Platelet-derived growth factor (PDGF-BB homodimer) and transforming growth factor-beta 1 (TGF-beta 1) are potent wound-healing hormones that accelerate incisional repair. To identify more precisely and quantitatively the stage(s) of wound healing influenced by growth-factor therapy, we investigated the three sequential tissue repair processes--inflammatory cell influx, intracellular procollagen type I (PC-I) synthesis, and collagen cross-linking--in recombinant growth factor--treated wounds.
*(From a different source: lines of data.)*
PR #5026, opened 2024-09-27
[FIX] pivot: finer grained cycle detection

LucasLefevre:
## Description:

Steps to reproduce:

- insert a fixed pivot (not dynamic!)
- insert a new calculated measure
- in the calculated measure formula, reference one of a cell which contains a header formula

=> the cell becomes a #CYCLE even though there's no circular dependendy
   between the calculated measure and the other dimension header

Task: [4214188](https://www.odoo.com/web#id=4214188&action=333&active_id=2328&model=project.task&view_type=form&cids=1&menu_id=4720)

## review checklist

- [ ] exportable in excel
- [ ] unit tested
- [ ] clean commented code
- [ ] track breaking changes

### DIFF
--- a/src/functions/helper_lookup.ts
+++ b/src/functions/helper_lookup.ts
@@ -2,7 +2,7 @@ import { zoneToXc } from "../helpers";
 import { _t } from "../translation";
 import { EvalContext, FunctionResultObject, Getters, Maybe, Range, UID } from "../types";
 import { EvaluationError, InvalidReferenceError } from "../types/errors";
-import { PivotCoreDefinition } from "../types/pivot";
+import { PivotCoreDefinition, PivotCoreMeasure } from "../types/pivot";
 
 /**
  * Get the pivot ID from the formula pivot ID.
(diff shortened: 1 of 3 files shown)


src/functions/helper_lookup.ts
```diff
@@ -37,7 +37,8 @@ export function assertDomainLength(domain: Maybe<FunctionResultObject>[]) {
 
 export function addPivotDependencies(
   evalContext: EvalContext,
-  coreDefinition: PivotCoreDefinition
+  coreDefinition: PivotCoreDefinition,
+  forMeasures: PivotCoreMeasure[]
 ) {
   //TODO This function can be very costly when used with PIVOT.VALUE and PIVOT.HEADER
```
hokolomopo, line 43: unrelated: what's the state of this TODO ?

src/functions/module_lookup.ts
```diff
@@ -813,7 +817,7 @@ export const PIVOT = {
     const pivotId = getPivotId(_pivotFormulaId, this.getters);
     const pivot = this.getters.getPivot(pivotId);
     const coreDefinition = this.getters.getPivotCoreDefinition(pivotId);
-    addPivotDependencies(this, coreDefinition);
+    addPivotDependencies(this, coreDefinition, coreDefinition.measures);
```
hokolomopo, line 820: So now we can reference headers of `PIVOT.HEADER()` but not headers originating from a spread pivot formula if I understand the code correctly. Do you think there's any way we can make that work ?

LucasLefevre: > Do you think there's any way we can make that work ?

yes, but it'd be quite difficult I think. Every cell would need to be computed in the correct dependency order, when they are needed.

src/functions/helper_lookup.ts
rrahir: Think it's still a todo until we find it to be a real bottleneck ;-)

rrahir:
@robodoo r+

PR #5028, opened 2024-09-27
[IMP] chart: avoid overlapping values on charts

hokolomopo:
## Description

The option "Show Values" on charts could lead to overlapping texts in the chart, which was quite ugly.

This commit improve the behaviour or the value labels:
- prevent overlapping value labels on stacked charts
- the bar chart value labels are now in the middle of the bar
- the value labels have now the same color as the dataset
- prevent value labels from going outside of the chart

Code-wise, the commit totally splits the handling of bar and horizontal bar charts. It make the code slightly longer, but avoid having to write a ternary for each computation of x/y position, which ultimately makes the code more readable.

Task: [4207889](https://www.odoo.com/web#id=4207889&action=333&active_id=2328&model=project.task&view_type=form&cids=1&menu_id=4720)

## review checklist

- [ ] exportable in excel
- [ ] unit tested
- [ ] clean commented code
- [ ] track breaking changes

### DIFF
--- a/src/components/figures/chart/chartJs/chartjs_show_values_plugin.ts
+++ b/src/components/figures/chart/chartJs/chartjs_show_values_plugin.ts
@@ -1,4 +1,5 @@
 import { ChartType, Plugin } from "chart.js";
+import { computeTextWidth } from "../../../../helpers";
 import {
   TREND_LINE_XAXIS_ID,
   chartFontColor,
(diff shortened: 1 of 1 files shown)


src/components/figures/chart/chartJs/chartjs_show_values_plugin.ts
```diff
@@ -29,74 +30,142 @@ export const chartShowValuesPlugin: Plugin = {
...
         }
       }
-    });
+      textsPositions[yPosition].push(xPosition);
 
-    ctx.restore();
-  },
-};
+      ctx.fillStyle = point.options.backgroundColor;
+      ctx.strokeStyle = options.background || "#ffffff";
```
rrahir, line 144: Not 100% sure about this one, if you have a very light grey dataset color and no background, the text value becomes unreadable. Maybe having the stroke computed based on `point.options.backgroundColor` would be better to ensure the text is visible?
fyi, there are 2 datasets in the picture :p
image

src/components/figures/chart/chartJs/chartjs_show_values_plugin.ts
```diff
@@ -29,74 +30,142 @@ export const chartShowValuesPlugin: Plugin = {
     if (!drawData) {
       return;
     }
-    const ctx = chart.ctx;
+    const ctx = chart.ctx as CanvasRenderingContext2D;
```
rrahir, line 33: think its not necessary.

rrahir (commented):
:+1: 

It might be worth targeting 18.0, maybe?

src/components/figures/chart/chartJs/chartjs_show_values_plugin.ts
```diff
@@ -29,74 +30,142 @@ export const chartShowValuesPlugin: Plugin = {
...
-            ctx.fillStyle = chartFontColor(bar.options.backgroundColor);
-            ctx.strokeStyle = chartFontColor(ctx.fillStyle);
-
-            const value = options.callback(dataset._parsed[i]);
-            ctx.strokeText(value, x, y);
-            ctx.fillText(value, x, y);
-          }
-          break;
+      for (const otherPosition of textsPositions[xPosition] || []) {
+        if (Math.abs(otherPosition - yPosition) < 13) {
```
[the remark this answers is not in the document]
rrahir: ok I just realized we already do this kind of pixel correction in the PieCharts ...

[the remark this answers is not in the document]
hokolomopo: In this particular case it should be fine no matter the scale of the chart, beaucase the font sizes are not scaled. Ideally i should measure the text height, but it's more costly/annoying

src/components/figures/chart/chartJs/chartjs_show_values_plugin.ts
hokolomopo: Not strictly necessary, but helpful when coding to have VSCode suggest the different canvas context's methods

src/components/figures/chart/chartJs/chartjs_show_values_plugin.ts
```diff
@@ -29,74 +30,142 @@ export const chartShowValuesPlugin: Plugin = {
...
+
+    for (let i = 0; i < dataset._parsed.length; i++) {
+      const value = dataset._parsed[i].y;
+      const point = dataset.data[i];
+
+      const xPosition = point.x;
+
+      let yPosition = 0;
+      if (chart.config.type === "line") {
+        yPosition = point.y - 10;
```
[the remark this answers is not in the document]
hokolomopo: text should be a bit aboce the data point for line chart, no ?

src/components/figures/chart/chartJs/chartjs_show_values_plugin.ts
hokolomopo: Having the text stroke be the same color as the background is _ususally_ prettier. Here for example if we do a white or black text bacgrkound it's not as pretty : 
image
image

But indeed there are cases where it'll be ugly.  I was thinking that if the user pick shitty colors that's his problem, GSheet does the same: 
image

I'll ask Francois

hokolomopo: image

hokolomopo:
> 👍
> 
> It might be worth targeting 18.0, maybe?

Yeah I wasn't sure what to target. I'd say either 17.4 where we introduced the feature or master

src/components/figures/chart/chartJs/chartjs_show_values_plugin.ts
rrahir: didn't realize it was types as nay, my bad  :+1:

src/components/figures/chart/chartJs/chartjs_show_values_plugin.ts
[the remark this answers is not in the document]
rrahir: it's more the arbitrary value of 10 that ticked me but it's the same as my remark below and your point makes sense.

hokolomopo:
backported to 16.4 https://github.com/odoo/o-spreadsheet/pull/5099

PR #5029, opened 2024-09-27
[PERF] Actions: Fill missing ids with fast unique values

rrahir:
The ActionsSpecs have a defaut behaviour where we are not obligated to provide an id in the actionSpec because "CreateAction" will end up generating it on demand with an uuidv4.

However, uuidv4 can become a problem if invoked to often and it so happens that some actionSpecs related to the topbar benefit from this automatic generation. Since the topbar items are regenerated at each rendering of a spreadsheet, they can become problematic.

For instance, in Odoo test suites, they take up to 2-3% of the computation time.

This revision bypasses the call to an actual uuidv4 by forcing a fast strategy in the uuidGenerator, which accomplishes the same result, having a unique identifier for each menu item generated.

Task: 4216427

## Description:

## review checklist

- [ ] exportable in excel
- [ ] unit tested
- [ ] clean commented code
- [ ] track breaking changes

### DIFF
--- a/src/actions/action.ts
+++ b/src/actions/action.ts
@@ -1,4 +1,3 @@
-import { UuidGenerator } from "../helpers";
 import { Color, SpreadsheetChildEnv } from "../types";
 
 /*
@@ -91,7 +90,7 @@ export function createActions(menuItems: ActionSpec[]): Action[] {
   return menuItems.map(createAction).sort((a, b) => a.sequence - b.sequence);
 }
 
-const uuidGenerator = new UuidGenerator();
+let nextItemId = 1;
 
 export function createAction(item: ActionSpec): Action {
   const name = item.name;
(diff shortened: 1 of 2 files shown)


src/actions/action.ts
```diff
@@ -92,6 +92,7 @@ export function createActions(menuItems: ActionSpec[]): Action[] {
 }
 
 const uuidGenerator = new UuidGenerator();
+uuidGenerator.setIsFastStrategy(true);
```
LucasLefevre, line 95: let's just use a incremented number here then. Instead of instantiating a `UuidGenerator` for no apparent reason.
Or it's the beginning of the [enterprise fizzbuzz](https://github.com/EnterpriseQualityCoding/FizzBuzzEnterpriseEdition) :smile:

LucasLefevre (commented):
:+1: 

I'm wondering how high the number can get with all the repeated renders though. And if there's even a remote chance of overflowing

rrahir:
> I'm wondering how high the number can get with all the repeated renders though. And if there's even a remote chance of overflowing

I was asking myself the same question, I think that for the time being it's quite controlled. each render was below 10 calls to UUIDGenerator and seeing the value of [max integer](https://developer.mozilla.org/en-US/docs/Web/JavaScript/Reference/Global_Objects/Number/MAX_SAFE_INTEGER). If it starts growing too much at some point, we can always force the id later on. As I said, i don't think it's too much of a bother.

hokolomopo (commented):
@robodoo r+

PR #5030, opened 2024-09-27
[REM] UUID: remove fast strategy

rrahir:
THe fast strategy for uuid generator was introduced to speed up the startup of a model, specifically when generating cells which could be numerous and the calls to crypto could become a hassle. However, we realised later on that a uuid was useless for that specific purpose. More specifically, a uuid is useful to generate unique identifiers that will be shared accross users to avoid collisions in multi-user context (i.e. concurrent updates).
In other cases, shortcutting the uuid generator to become a simple incremented integer value is either wrong or shows the uselessness of calling uuidGenerator in the first place.

Task: 4216816

## Description:

## review checklist

- [ ] exportable in excel
- [ ] unit tested
- [ ] clean commented code
- [ ] track breaking changes

### DIFF
--- a/src/helpers/uuid.ts
+++ b/src/helpers/uuid.ts
@@ -3,20 +3,9 @@
  * */
 
 export class UuidGenerator {
-  private isFastIdStrategy = false;
-
-  private fastIdStart = 0;
-
-  setIsFastStrategy(isFast: boolean) {
-    this.isFastIdStrategy = isFast;
-  }
-
   uuidv4(): string {
-    if (this.isFastIdStrategy) {
-      this.fastIdStart++;
-      return String(this.fastIdStart);
-      //@ts-ignore
-    } else if (window.crypto && window.crypto.getRandomValues) {
+    //@ts-ignore
+    if (window.crypto && window.crypto.getRandomValues) {
       //@ts-ignore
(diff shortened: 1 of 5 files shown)


src/helpers/uuid.ts
```diff
@@ -3,20 +3,9 @@
...
-    this.isFastIdStrategy = isFast;
-  }
-
   uuidv4(): string {
-    if (this.isFastIdStrategy) {
-      this.fastIdStart++;
-      return String(this.fastIdStart);
-      //@ts-ignore
-    } else if (window.crypto && window.crypto.getRandomValues) {
+    //@ts-ignore
```
hokolomopo, line 7: I think this ts-ignore is useless

rrahir: very much useful becasue ts won't let you sum an array of numbers with a number, even though of course it works in real life conditions ^^

hokolomopo: Was taI was talking about the ts-ignore on `if (window.crypto && window.crypto.getRandomValues)` :upside_down_face:

LucasLefevre (approved):
:+1: 

I pushed an additional commit to remove `this.uuidGenerator` from core plugins to discourage the use of uuids.
What do you think?

VincentSchippefilt:
robodoo r+

LucasLefevre:
robodoo rebase-ff

PR #5045, opened 2024-09-30
[FIX] pivot: remove forbidden chars when duplicating

LucasLefevre:
## Description:

Steps to reproduce:

- insert a new pivot
- rename the pivot with one of the following character in its name: ', *, ?, /, \, [, ]
- duplicate the pivot

=> boom

The command to create the new sheet is rejected (the name contains invalid characters). But we later tries to activate the sheet (which doesn doesn't exist since it was never created)

Task: [4221325](https://www.odoo.com/web#id=4221325&action=333&active_id=2328&model=project.task&view_type=form&cids=1&menu_id=4720)

## review checklist

- [ ] exportable in excel
- [ ] unit tested
- [ ] clean commented code
- [ ] track breaking changes

### DIFF
--- a/src/plugins/ui_feature/insert_pivot.ts
+++ b/src/plugins/ui_feature/insert_pivot.ts
@@ -1,4 +1,4 @@
-import { PIVOT_TABLE_CONFIG } from "../../constants";
+import { FORBIDDEN_IN_EXCEL_REGEX, PIVOT_TABLE_CONFIG } from "../../constants";
 import { SpreadsheetPivotTable } from "../../helpers/pivot/table_spreadsheet_pivot";
 import { getZoneArea } from "../../helpers/zones";
 import { _t } from "../../translation";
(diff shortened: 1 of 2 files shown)


src/plugins/ui_feature/insert_pivot.ts
```diff
@@ -99,7 +101,7 @@ export class InsertPivotPlugin extends UIPlugin {
       name = `${pivotName} (${i})`;
       i++;
     }
-    return name;
+    return name.replace(new RegExp(FORBIDDEN_IN_EXCEL_REGEX, "g"), " ");
```
pro-odoo, line 104:
```suggestion
    let name = pivotName.replace(new RegExp(FORBIDDEN_IN_EXCEL_REGEX, "g"), " ");
    while (names.includes(name)) {
      name = `${pivotName} (${i})`;
      i++;
    }
    return name;
```

We could have a collision if the replacement is done after the check of existing sheet

LucasLefevre: Good catch !

Fixed and test added :)

pro-odoo (approved):
robodoo r+

PR #5050, opened 2024-10-01
[IMP] cf: apply panel update immediately

hokolomopo:
## Description

The previous workflow of the CF side panel was to edit the conditional format, then click on save to confirm. This wasn't the greatest, as it meant that you wouldn't see the result of your changes until you saved. And if you didn't like the change, you then needed to re-click on the CF to re-open its editor, and do the changes.

With this commit, the CF side panel now updates immediately when you change a value. This also mean that a new CF is created immediately when you click on the "Add" button. The changes made can be discarded by clicking on the "Cancel" button.

Task: [3720877](https://www.odoo.com/web#id=3720877&action=333&active_id=2328&model=project.task&view_type=form&cids=1&menu_id=4720)

## review checklist

- [ ] exportable in excel
- [ ] unit tested
- [ ] clean commented code
- [ ] track breaking changes

### DIFF
--- a/src/components/side_panel/conditional_formatting/cf_editor/cf_editor.ts
+++ b/src/components/side_panel/conditional_formatting/cf_editor/cf_editor.ts
@@ -20,9 +20,12 @@ import {
   CommandResult,
   ConditionalFormat,
   ConditionalFormatRule,
+  ConditionalFormattingOperatorValues,
   DataBarRule,
   IconSetRule,
+  IconThreshold,
   SpreadsheetChildEnv,
+  ThresholdType,
 } from "../../../../types";
 import { ColorPickerWidget } from "../../../color_picker/color_picker_widget";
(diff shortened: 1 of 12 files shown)


src/components/side_panel/conditional_formatting/cf_editor/cf_editor.ts
```diff
@@ -280,6 +272,13 @@ export class ConditionalFormattingEditor extends Component<Props, SpreadsheetChi
     }
   }
 
+  onSave() {
```
LucasLefevre, line 275: Change something, let's say a color (which dispatches), then click on save: the exact same command is dispatched (and accepted). We could add an `allowDispatch` to rejects `ADD_CONDITIONAL_FORMAT` commands that wouldn't change anything to the CF

LucasLefevre (approved):
robodoo r+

Using newly developed automated, quantitative image-analysis techniques, we observed that PDGF-BB markedly augmented the directed migration of macrophages into wounds during the first week after wounding and triggered and earlier and more sustained influx of PC-I--containing fibroblasts into the wound when compared with results in TGF-beta 1-treated or control wounds (p = 0.015 at day 2; p = 0.007 at day 21). In contrast, automated image analysis revealed TGF-beta 1-treated wound fibroblasts had a nearly twofold increase in intracellular levels of PC-I protein when compared with PDGF-BB-treated or control wound fibroblasts (p = 0.004 at day 4). However, the influence of TGF-beta 1 was transient, and the longer duration of PDGF-BB activity suggested a later influence, perhaps on the collagen remodeling phase, which is ultimately required for increased wound strength. To address this possibility, collagen cross-linking in growth factor-treated wounds was inhibited by beta-aminoproprionitrile (BAPN) treatment, and wound breaking strength was analyzed. Both PDGF-BB and TGF-beta 1 continued to enhance repair in BAPN-treated rats, indicating that they do not function primarily at the level of collagen cross-linking. Thus, PDGF-BB appears to enhance the inflammatory phase of wound healing to indirectly trigger PC-I synthesis, whereas TGF-beta 1 quantitatively enhances PC-I synthesis directly, accounting for their differing duration of activities within healing wounds.